I wonder too whether it does Schubert an injustice to include all his symphonies, as his early ones were written at an age when Beethoven (and many of the others on the list) had hardly rolled out of bed.

So, given all this unfairness to poor little Schubert, I'm voting for him. If we had been allowed a second choice, I would have voted for LvB, and ater that, Schumann and Brahms followed by Mendelssohn. I can't see the point of Mahler or Bruckner. In both cases I gave up some time ago trying to see what others claim they see in these two.


----------



## Dim7

I think it's ridiculous if Beethoven is going to win this. Come on, symphonies 1,2,4,8 are almost ignored. Yeah they get played because they are composed by Beethoven, but they are sooo much behind in popularity when compared to symphonies 6 & 7 and especially 3,5 & 9. They are not particularly original, historically important or influental symphonies. I do think there are people who genuinely think that it is most consistently impressive cycle of romantic symphonies (if we count it as a romantic symphony cycle), but I have a feeling that most people who vote for it vote because they really like the more popular ones from that cycle and from respect of Beethoven's influence and god-like status in classical music. 

I'm not going to vote because I have heard only Beethoven's, Brahms' and Mahler's cycle completely. But I think I would vote for Mahler probably anyways - I like all of his symphonies more or less. Just compare him to Beethoven, only the seventh symphony is relatively ignored.


----------



## World Violist

Dim7 said:


> Just compare him to Beethoven, only the seventh symphony is relatively ignored.


And it's still impressive.


----------



## Chi_townPhilly

emiellucifuge said:


> Oops Forgot to add Berlioz to the poll


O.K. then- I'll run him up the flagpole...


----------



## emiellucifuge

Thank you Chi.

My Personal Favorite composer is antonin Dvorak, and while I love each and everyone of his symphonies I think i will vote for Mahler. Each symphony is gargantuan and strikingly indivdual.

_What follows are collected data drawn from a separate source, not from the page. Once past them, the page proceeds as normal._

PR #7430, opened 2026-07-02
JS-1983 Refine S6819 role=group exception

erwan-leforestier-sonarsource:
## Summary
Refine the S6819 `role="group"` exception so the rule no longer relies on `<form>` or `<fieldset>` ancestry.
The rule now keeps `group` for composite-widget subgroups and non-fieldset-like content, and only reports when the container looks like a real `<fieldset>` replacement.
RSPEC PR: https://github.com/SonarSource/rspec/pull/7277

## Changes
- Replace the form-ancestor heuristic with a content-based check: shared accessible name plus at least two native form controls
- Suppress composite-widget group substructures, including `aria-owns` ownership
- Refresh focused S6819 tests to show that form ancestry is irrelevant and that fieldset-like groups still report

### DIFF
--- a/its/ruling/src/test/expected/desktop/typescript-S6819.json
+++ b/its/ruling/src/test/expected/desktop/typescript-S6819.json
@@ -1,10 +1,4 @@
 {
-"desktop:app/src/ui/changes/commit-message.tsx": [
-753
-],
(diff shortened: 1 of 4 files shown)


asya-vorobeva (approved):
🔢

Ive just returned from a performance of the Symphonie Fantastique and it really is magnificient.

I havent heard the full cycles of Brahms, Tchaikovsky and Schumann.

I did think about adding Sibelius as he wrote in a largely romantic style but I decided against it as he lived through maturity in the 20th century.


----------



## Tapkaara

Yes, I too would like to know where Sibelius is. My vote goes to Sibelius.


----------



## Aramis

I don't think that Schumann was really great symphonist. I enjoy his symphonies, but they are not very impressive when it comes to cunst. I definitively wouldn't put him along with greatest romantic symphonists.

What about Liszt? Faust and Dante symphonies are masterpieces. Should't he be included in this poll (especially if Berlioz is)?



> but I decided against it as he lived through maturity in the 20th century.


So did Mahler. Half of his symphonies were written in early XXth century.


----------



## emiellucifuge

Maybe Chi would be kind enough to include all those requested?


----------



## Artemis

I thought it might be interesting to see what the famous (infamous?) ABC Australian Poll  on that nation's favourite symphonies might tell us in connection with the best/most consistent set of symphonies by "Romantic" composers.

Basing an opinion as follows:


more weight given the higher the average score of each composer's symphonies as listed in the top 100;
more weight given the higher the number of symphonies in the top 100 vis-a-vis the total number of (mature) symphonies composed by each composer;
more weight given the lower the variance of results as between the composer's listings;
the overall result of the above considerations weighted by a level of difficulty factor based on the total number of symphonies written by each composer, on the premise that it is more difficult to achieve consistent results the higher the number of symphonies composed.
I suggest that the Australian classical listening public have impliedly voted roughly as follows in response to the question in the OP (highest first):


Mahler
Beethoven
Schubert
Bruckner
Sibelius
Tchaikovsky
Dvorak
Brahms
Mendelssohn
Schumann
Berlioz
My weighting is a secret but I can assure you that it's utterly arbitrary but not entirely silly. Before anyone informs me that it's "_rubbish in, rubbish out_", I am of course fully aware that the ABC results are highly debatable; hence do not blame me if the results look daft.


----------



## emiellucifuge

Thank you Aramis thats very interesting.

IM glad to see ive included most of those bar sibelius.
And it is surprising that all the composers on the list are romantic, even though they were not bound by the criteria we are in this thread.


----------



## Artemis

Aramis said:


> I don't think that Schumann was really great symphonist. I enjoy his symphonies, but they are not very impressive when it comes to cunst. I definitively wouldn't put him along with greatest romantic symphonists.
> 
> What about Liszt? Faust and Dante symphonies are masterpieces. Should't he be included in this poll (especially if Berlioz is)?
> 
> So did Mahler. Half of his symphonies were written in early XXth century.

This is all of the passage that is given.